[WHAT YOU SHOULD DO]
State how many lines below hold the word "inside". Give that number and no other text.

[LISTED ENTRIES]
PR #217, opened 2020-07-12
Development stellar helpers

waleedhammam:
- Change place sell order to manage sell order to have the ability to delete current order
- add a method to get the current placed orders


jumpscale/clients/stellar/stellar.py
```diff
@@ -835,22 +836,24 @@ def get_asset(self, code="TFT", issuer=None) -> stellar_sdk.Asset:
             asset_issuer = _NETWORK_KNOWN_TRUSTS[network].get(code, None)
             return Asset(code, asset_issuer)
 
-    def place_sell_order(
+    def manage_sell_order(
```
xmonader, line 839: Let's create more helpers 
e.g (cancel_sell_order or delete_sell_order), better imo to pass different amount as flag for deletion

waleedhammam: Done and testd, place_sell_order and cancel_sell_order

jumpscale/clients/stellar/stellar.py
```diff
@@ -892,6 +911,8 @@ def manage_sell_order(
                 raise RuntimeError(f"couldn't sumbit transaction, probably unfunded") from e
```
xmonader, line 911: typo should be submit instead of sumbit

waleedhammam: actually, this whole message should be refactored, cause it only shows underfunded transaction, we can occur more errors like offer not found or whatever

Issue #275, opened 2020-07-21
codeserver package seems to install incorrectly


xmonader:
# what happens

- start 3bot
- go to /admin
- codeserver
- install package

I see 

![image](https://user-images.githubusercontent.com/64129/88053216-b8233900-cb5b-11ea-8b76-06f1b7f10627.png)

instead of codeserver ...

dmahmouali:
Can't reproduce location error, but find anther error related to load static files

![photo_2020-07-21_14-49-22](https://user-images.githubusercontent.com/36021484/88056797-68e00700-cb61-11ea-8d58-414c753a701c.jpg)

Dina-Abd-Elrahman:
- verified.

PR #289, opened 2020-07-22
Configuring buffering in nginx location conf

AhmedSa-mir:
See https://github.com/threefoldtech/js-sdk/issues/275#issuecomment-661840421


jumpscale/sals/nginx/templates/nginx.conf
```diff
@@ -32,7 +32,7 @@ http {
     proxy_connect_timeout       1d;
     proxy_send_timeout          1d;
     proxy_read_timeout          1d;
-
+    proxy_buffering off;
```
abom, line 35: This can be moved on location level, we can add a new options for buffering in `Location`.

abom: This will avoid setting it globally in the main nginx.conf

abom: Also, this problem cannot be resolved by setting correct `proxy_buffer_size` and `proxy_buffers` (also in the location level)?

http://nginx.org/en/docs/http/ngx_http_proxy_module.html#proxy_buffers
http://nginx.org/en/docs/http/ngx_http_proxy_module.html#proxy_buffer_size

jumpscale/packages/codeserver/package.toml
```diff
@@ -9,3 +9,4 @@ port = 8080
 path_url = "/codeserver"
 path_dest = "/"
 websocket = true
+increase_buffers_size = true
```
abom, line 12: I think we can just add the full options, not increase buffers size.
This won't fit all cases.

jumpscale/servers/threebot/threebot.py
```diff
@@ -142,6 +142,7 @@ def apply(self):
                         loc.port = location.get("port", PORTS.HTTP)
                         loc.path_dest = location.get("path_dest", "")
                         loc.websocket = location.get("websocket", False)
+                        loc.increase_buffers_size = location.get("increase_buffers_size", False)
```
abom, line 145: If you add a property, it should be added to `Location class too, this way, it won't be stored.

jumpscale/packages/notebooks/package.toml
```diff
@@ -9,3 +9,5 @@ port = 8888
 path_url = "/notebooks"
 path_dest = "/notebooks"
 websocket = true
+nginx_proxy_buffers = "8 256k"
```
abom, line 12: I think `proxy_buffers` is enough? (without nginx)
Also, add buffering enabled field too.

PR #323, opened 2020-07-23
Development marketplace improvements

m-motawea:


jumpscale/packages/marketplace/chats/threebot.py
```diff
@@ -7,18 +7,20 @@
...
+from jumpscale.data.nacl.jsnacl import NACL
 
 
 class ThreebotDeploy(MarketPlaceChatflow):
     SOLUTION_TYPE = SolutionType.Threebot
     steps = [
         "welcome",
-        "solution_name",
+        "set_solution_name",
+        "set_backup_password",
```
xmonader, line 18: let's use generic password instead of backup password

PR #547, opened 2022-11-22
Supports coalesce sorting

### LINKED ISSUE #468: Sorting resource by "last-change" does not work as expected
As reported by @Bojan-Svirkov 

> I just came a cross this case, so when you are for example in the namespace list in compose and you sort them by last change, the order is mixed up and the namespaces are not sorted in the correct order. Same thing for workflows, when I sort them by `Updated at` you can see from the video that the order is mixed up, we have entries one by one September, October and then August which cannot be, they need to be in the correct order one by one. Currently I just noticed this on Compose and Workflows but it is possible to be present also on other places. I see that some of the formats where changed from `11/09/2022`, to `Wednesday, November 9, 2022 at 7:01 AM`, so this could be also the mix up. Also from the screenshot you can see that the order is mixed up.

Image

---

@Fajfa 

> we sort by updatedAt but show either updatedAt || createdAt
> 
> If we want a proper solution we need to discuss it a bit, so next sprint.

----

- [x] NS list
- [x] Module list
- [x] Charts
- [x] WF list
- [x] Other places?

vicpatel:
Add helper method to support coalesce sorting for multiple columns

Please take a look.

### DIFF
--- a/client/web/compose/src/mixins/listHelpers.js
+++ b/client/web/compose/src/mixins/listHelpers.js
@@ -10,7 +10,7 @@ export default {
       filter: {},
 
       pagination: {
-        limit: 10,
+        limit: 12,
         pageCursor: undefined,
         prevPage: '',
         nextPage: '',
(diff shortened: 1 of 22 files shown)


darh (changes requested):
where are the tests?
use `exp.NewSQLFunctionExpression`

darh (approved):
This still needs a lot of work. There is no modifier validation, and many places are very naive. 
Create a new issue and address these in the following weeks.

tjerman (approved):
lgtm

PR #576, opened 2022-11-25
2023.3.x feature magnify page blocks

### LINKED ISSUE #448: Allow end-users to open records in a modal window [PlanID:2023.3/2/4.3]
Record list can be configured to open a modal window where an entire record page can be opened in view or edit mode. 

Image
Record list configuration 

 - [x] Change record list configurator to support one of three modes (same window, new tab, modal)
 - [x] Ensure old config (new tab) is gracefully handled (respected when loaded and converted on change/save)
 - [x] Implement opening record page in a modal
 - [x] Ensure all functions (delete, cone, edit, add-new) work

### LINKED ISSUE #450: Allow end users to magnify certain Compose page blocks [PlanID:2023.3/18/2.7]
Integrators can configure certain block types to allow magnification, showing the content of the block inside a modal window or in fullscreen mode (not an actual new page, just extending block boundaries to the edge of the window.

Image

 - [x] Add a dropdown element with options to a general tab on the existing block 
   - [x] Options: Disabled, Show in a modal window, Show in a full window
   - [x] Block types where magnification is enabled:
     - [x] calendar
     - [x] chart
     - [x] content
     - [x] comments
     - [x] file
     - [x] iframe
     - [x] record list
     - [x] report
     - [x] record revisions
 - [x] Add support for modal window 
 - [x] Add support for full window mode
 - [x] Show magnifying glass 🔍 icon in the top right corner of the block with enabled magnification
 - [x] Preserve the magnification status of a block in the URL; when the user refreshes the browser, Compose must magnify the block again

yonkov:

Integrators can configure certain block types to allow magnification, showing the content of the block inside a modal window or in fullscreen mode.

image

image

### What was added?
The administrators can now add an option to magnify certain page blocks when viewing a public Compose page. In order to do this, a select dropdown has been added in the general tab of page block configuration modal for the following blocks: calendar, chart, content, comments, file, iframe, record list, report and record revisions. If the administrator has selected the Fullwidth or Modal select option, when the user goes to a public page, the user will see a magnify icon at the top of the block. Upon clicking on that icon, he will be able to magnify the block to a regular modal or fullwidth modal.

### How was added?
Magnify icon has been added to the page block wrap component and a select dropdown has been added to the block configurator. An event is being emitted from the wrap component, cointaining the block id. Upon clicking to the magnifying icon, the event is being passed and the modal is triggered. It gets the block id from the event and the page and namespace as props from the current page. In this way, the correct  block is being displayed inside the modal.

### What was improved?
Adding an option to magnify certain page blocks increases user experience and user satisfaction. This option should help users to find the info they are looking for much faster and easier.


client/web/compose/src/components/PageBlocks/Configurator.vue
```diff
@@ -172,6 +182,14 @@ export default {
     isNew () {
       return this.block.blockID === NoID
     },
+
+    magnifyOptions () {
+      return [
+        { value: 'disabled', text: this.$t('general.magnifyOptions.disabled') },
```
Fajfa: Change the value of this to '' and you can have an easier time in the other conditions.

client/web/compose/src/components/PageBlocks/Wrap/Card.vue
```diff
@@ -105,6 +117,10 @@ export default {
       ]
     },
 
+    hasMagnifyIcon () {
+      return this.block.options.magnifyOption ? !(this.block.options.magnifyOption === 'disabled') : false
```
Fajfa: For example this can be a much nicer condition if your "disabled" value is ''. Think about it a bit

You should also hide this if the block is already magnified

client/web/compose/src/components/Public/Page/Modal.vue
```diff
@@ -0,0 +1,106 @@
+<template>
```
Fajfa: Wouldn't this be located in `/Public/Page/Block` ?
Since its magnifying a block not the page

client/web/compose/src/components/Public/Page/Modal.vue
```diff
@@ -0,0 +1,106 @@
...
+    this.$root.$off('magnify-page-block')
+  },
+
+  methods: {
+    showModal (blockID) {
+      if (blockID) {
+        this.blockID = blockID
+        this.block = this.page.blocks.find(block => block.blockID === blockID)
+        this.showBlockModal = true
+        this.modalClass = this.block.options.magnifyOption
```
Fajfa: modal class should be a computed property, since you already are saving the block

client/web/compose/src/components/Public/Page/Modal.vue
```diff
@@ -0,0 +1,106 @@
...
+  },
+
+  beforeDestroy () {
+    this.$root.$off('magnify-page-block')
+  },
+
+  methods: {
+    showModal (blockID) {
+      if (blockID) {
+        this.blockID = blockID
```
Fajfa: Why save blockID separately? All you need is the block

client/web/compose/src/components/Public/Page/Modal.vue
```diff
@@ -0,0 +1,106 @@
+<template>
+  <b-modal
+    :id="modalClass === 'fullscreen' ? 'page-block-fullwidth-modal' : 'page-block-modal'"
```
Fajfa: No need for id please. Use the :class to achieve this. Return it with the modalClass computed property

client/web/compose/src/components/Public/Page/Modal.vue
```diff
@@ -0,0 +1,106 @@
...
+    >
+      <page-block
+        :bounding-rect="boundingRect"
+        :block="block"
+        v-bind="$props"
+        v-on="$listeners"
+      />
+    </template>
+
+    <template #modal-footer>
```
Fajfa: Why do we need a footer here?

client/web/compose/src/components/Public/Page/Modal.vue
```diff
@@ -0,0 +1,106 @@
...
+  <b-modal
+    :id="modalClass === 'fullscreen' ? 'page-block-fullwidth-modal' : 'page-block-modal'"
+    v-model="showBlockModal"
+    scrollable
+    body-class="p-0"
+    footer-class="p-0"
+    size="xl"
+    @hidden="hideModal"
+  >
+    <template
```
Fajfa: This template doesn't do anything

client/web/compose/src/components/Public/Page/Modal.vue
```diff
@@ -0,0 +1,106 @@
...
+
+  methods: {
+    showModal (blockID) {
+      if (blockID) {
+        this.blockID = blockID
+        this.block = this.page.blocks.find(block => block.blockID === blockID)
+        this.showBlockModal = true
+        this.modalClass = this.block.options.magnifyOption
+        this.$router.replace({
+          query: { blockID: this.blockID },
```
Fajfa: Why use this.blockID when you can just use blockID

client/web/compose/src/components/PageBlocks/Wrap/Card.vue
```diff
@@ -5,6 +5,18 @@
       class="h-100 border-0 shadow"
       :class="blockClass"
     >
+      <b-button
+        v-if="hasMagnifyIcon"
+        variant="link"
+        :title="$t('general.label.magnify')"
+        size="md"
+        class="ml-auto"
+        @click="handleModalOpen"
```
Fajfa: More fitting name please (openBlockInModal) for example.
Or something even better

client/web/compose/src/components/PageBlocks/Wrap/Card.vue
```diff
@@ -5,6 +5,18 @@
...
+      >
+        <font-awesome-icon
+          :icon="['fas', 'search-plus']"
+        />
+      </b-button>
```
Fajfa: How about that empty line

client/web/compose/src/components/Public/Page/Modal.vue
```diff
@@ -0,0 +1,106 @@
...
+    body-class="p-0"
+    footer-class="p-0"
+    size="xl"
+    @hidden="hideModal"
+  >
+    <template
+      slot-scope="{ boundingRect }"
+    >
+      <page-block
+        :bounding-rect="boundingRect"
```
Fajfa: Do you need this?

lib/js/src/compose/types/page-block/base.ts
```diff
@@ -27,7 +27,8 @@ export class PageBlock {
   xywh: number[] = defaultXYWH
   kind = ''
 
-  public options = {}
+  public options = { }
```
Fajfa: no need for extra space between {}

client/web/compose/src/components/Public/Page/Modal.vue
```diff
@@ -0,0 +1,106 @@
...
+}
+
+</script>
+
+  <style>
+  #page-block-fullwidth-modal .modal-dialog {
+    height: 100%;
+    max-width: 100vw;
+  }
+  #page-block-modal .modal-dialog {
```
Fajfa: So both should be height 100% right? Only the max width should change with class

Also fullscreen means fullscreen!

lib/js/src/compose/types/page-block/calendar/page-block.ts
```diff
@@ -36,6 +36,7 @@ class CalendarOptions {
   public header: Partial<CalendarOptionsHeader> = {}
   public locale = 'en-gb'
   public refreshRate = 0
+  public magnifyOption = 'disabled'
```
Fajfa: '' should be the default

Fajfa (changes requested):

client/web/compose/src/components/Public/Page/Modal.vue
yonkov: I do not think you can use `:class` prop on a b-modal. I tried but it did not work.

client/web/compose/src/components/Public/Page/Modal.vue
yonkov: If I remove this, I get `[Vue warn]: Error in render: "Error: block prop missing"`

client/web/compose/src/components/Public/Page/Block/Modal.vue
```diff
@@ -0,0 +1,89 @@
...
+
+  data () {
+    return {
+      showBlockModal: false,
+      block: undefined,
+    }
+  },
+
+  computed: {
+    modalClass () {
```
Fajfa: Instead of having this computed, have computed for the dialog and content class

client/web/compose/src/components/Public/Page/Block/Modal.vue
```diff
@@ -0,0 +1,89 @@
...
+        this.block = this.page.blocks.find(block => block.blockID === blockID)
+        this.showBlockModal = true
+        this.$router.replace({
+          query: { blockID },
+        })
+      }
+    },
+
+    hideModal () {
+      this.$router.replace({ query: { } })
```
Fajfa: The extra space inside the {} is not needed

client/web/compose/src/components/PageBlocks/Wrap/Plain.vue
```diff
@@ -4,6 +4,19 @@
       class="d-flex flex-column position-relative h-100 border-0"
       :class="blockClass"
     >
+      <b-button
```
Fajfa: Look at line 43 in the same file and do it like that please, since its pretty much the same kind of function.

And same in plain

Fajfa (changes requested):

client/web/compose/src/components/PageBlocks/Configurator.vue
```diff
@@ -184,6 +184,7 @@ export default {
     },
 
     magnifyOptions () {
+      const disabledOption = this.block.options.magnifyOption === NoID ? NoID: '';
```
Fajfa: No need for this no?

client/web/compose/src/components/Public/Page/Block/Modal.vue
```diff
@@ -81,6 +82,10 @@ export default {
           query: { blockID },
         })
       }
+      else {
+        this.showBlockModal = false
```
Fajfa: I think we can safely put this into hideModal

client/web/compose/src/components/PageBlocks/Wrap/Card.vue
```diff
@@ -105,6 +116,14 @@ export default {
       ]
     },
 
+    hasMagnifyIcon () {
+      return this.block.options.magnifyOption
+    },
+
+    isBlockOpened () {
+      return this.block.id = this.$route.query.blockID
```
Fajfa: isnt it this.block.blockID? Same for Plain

[SOLUTION TO THIS TASK]
4